▶ **Directions**
Only some lines are wanted. Transcribe, exactly, the lines below from the line with "- [x] Provide" up to and including the line with "(diff shortened: 1 of 14 files shown)".

⁂

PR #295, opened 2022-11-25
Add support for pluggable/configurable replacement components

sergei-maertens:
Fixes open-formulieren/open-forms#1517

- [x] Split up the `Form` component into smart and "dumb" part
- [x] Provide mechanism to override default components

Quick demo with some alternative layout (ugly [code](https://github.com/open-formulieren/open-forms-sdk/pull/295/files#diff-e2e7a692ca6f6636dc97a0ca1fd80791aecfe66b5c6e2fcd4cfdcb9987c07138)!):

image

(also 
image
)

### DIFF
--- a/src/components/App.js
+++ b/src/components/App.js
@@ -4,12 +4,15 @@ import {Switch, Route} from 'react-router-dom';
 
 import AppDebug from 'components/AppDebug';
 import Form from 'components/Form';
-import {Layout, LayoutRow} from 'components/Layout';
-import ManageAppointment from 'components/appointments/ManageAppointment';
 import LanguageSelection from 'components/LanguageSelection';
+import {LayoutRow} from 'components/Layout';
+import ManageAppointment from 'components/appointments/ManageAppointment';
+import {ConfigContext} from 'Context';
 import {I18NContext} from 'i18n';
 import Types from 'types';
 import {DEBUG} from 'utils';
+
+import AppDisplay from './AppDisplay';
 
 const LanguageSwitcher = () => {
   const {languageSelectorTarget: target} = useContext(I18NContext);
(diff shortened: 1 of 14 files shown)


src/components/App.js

⁂

▶ **Written response**
- [x] Provide mechanism to override default components

Quick demo with some alternative layout (ugly [code](https://github.com/open-formulieren/open-forms-sdk/pull/295/files#diff-e2e7a692ca6f6636dc97a0ca1fd80791aecfe66b5c6e2fcd4cfdcb9987c07138)!):

image

(also 
image
)

### DIFF
--- a/src/components/App.js
+++ b/src/components/App.js
@@ -4,12 +4,15 @@ import {Switch, Route} from 'react-router-dom';
 
 import AppDebug from 'components/AppDebug';
 import Form from 'components/Form';
-import {Layout, LayoutRow} from 'components/Layout';
-import ManageAppointment from 'components/appointments/ManageAppointment';
 import LanguageSelection from 'components/LanguageSelection';
+import {LayoutRow} from 'components/Layout';
+import ManageAppointment from 'components/appointments/ManageAppointment';
+import {ConfigContext} from 'Context';
 import {I18NContext} from 'i18n';
 import Types from 'types';
 import {DEBUG} from 'utils';
+
+import AppDisplay from './AppDisplay';
 
 const LanguageSwitcher = () => {
   const {languageSelectorTarget: target} = useContext(I18NContext);
(diff shortened: 1 of 14 files shown)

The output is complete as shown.